PR #275, opened 2019-05-14
Fix: user/repo is case insensitive in github repositories

ysbaddaden:
We linearize the dependency definition to always be lowercase to avoid issues later (e.g. cloning a repository multiple times in the cache).

### DIFF
--- a/src/dependency.cr
+++ b/src/dependency.cr
@@ -7,7 +7,15 @@ module Shards
     def self.new(pull : YAML::PullParser) : self
       Dependency.new(pull.read_scalar).tap do |dependency|
         pull.each_in_mapping do
-          dependency[pull.read_scalar] = pull.read_scalar
+          key = pull.read_scalar
+          value = pull.read_scalar
+
+          # HACK: user/repo is case insensitive in github repositories, we thus
+          # linearize the dependency definition to always be lowercase to avoid
+          # issues later (e.g. cloning a repository multiple times in the cache)
+          value = value.downcase if key == "github"
+
+          dependency[key] = value
         end
       end
     end


src/dependency.cr
```diff
@@ -7,7 +7,15 @@ module Shards
...
       Dependency.new(pull.read_scalar).tap do |dependency|
         pull.each_in_mapping do
-          dependency[pull.read_scalar] = pull.read_scalar
+          key = pull.read_scalar
+          value = pull.read_scalar
+
+          # HACK: user/repo is case insensitive in github repositories, we thus
+          # linearize the dependency definition to always be lowercase to avoid
+          # issues later (e.g. cloning a repository multiple times in the cache)
+          value = value.downcase if key == "github"
```
Sija: Isn't GitLab doing the same?

ysbaddaden: No idea.

Sija: From my testing it seems it does.

straight-shoota: Yes, and bitbucket as well. I don't think any of them has case-sensitive names.
In fact, the case-sensitive resolvers are `path` (depending on the file system/os) and generic `git` URLs (partial, for example host is case-insensitive). The latter can be normalized with the improved `URL#normalize` in Crystal 0.29.0.

ysbaddaden: Git can use whatever URL scheme, for example `file:` and I don't think the path of `file:///path/to/repo` is case insensitive.

ysbaddaden:
This is just a quick hack. If someone can come up with something correct, that would be appreciated.

Are all Git providers case insensitive? Are all Git server software case insensitive? ...

src/dependency.cr
straight-shoota: Yes, but in any URI scheme, the generic host component and the scheme are case-insensitive. They can and should be normalized.

straight-shoota:
Hm, Github's own help page states repository names are case-sensitive: https://help.github.com/en/articles/error-repository-not-found#check-your-spelling

This is somehow contradicted by http://github.com/CRYSTAL-LANG/SHARDS however

I guess it might just be a difference between theory and practice and we're probably fine optimizing for the practical application. A safer alternative would be querying the Github, Gitlab, Bitbucket API for the canonical repository name.

bcardiff:
If the issue is about the collision of the cache, then maybe the solution is to make the cache use other convention. One that will work on case insensitive file system. The [Crystal::Compiler::CompilationUnit solves that](https://github.com/bcardiff/crystal/blob/affe8ec59c07514ea26c99bb26b7366009b7d5d6/src/compiler/crystal/compiler.cr#L599-L612).

straight-shoota:
@bcardiff I guess we haven't even considered case-insensitivity of the local filesystem yet. The issue has been about identifying case-insensitive references and thus using the same cache for different case variants of the same repository.

bcardiff:
Right, is not that two copies of the same dependency would make sense. And the user is not in control on which case a nested dependency is declared.

I'm ok with the current state of the PR for now. The canonical resolvers sound like a good idea.

straight-shoota:
If we normalize github, we should also normalize gitlab and bitbucket. They both seem to resolve repositories case-insensitive.

beta-ziliani:
IIUC this is already addressed by #471, closing it.

PR #278, opened 2019-05-15
Fix: prune command must only remove directories

ysbaddaden:
The issue was found in the nightly builds.


straight-shoota:
Should it also remove hidden directories?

■ Problem:
Write out every record exactly as it appears above.

■ Answer to this exercise:
PR #275, opened 2019-05-14
Fix: user/repo is case insensitive in github repositories

ysbaddaden:
We linearize the dependency definition to always be lowercase to avoid issues later (e.g. cloning a repository multiple times in the cache).

### DIFF
--- a/src/dependency.cr
+++ b/src/dependency.cr
@@ -7,7 +7,15 @@ module Shards
     def self.new(pull : YAML::PullParser) : self
       Dependency.new(pull.read_scalar).tap do |dependency|
         pull.each_in_mapping do
-          dependency[pull.read_scalar] = pull.read_scalar
+          key = pull.read_scalar
+          value = pull.read_scalar
+
+          # HACK: user/repo is case insensitive in github repositories, we thus
+          # linearize the dependency definition to always be lowercase to avoid
+          # issues later (e.g. cloning a repository multiple times in the cache)
+          value = value.downcase if key == "github"
+
+          dependency[key] = value
         end
       end
     end


src/dependency.cr
```diff
@@ -7,7 +7,15 @@ module Shards
...
       Dependency.new(pull.read_scalar).tap do |dependency|
         pull.each_in_mapping do
-          dependency[pull.read_scalar] = pull.read_scalar
+          key = pull.read_scalar
+          value = pull.read_scalar
+
+          # HACK: user/repo is case insensitive in github repositories, we thus
+          # linearize the dependency definition to always be lowercase to avoid
+          # issues later (e.g. cloning a repository multiple times in the cache)
+          value = value.downcase if key == "github"
```
Sija: Isn't GitLab doing the same?

ysbaddaden: No idea.

Sija: From my testing it seems it does.

straight-shoota: Yes, and bitbucket as well. I don't think any of them has case-sensitive names.
In fact, the case-sensitive resolvers are `path` (depending on the file system/os) and generic `git` URLs (partial, for example host is case-insensitive). The latter can be normalized with the improved `URL#normalize` in Crystal 0.29.0.

ysbaddaden: Git can use whatever URL scheme, for example `file:` and I don't think the path of `file:///path/to/repo` is case insensitive.

ysbaddaden:
This is just a quick hack. If someone can come up with something correct, that would be appreciated.

Are all Git providers case insensitive? Are all Git server software case insensitive? ...

src/dependency.cr
straight-shoota: Yes, but in any URI scheme, the generic host component and the scheme are case-insensitive. They can and should be normalized.

straight-shoota:
Hm, Github's own help page states repository names are case-sensitive: https://help.github.com/en/articles/error-repository-not-found#check-your-spelling

This is somehow contradicted by http://github.com/CRYSTAL-LANG/SHARDS however

I guess it might just be a difference between theory and practice and we're probably fine optimizing for the practical application. A safer alternative would be querying the Github, Gitlab, Bitbucket API for the canonical repository name.

bcardiff:
If the issue is about the collision of the cache, then maybe the solution is to make the cache use other convention. One that will work on case insensitive file system. The [Crystal::Compiler::CompilationUnit solves that](https://github.com/bcardiff/crystal/blob/affe8ec59c07514ea26c99bb26b7366009b7d5d6/src/compiler/crystal/compiler.cr#L599-L612).

straight-shoota:
@bcardiff I guess we haven't even considered case-insensitivity of the local filesystem yet. The issue has been about identifying case-insensitive references and thus using the same cache for different case variants of the same repository.

bcardiff:
Right, is not that two copies of the same dependency would make sense. And the user is not in control on which case a nested dependency is declared.

I'm ok with the current state of the PR for now. The canonical resolvers sound like a good idea.

straight-shoota:
If we normalize github, we should also normalize gitlab and bitbucket. They both seem to resolve repositories case-insensitive.

beta-ziliani:
IIUC this is already addressed by #471, closing it.

PR #278, opened 2019-05-15
Fix: prune command must only remove directories

ysbaddaden:
The issue was found in the nightly builds.


straight-shoota:
Should it also remove hidden directories?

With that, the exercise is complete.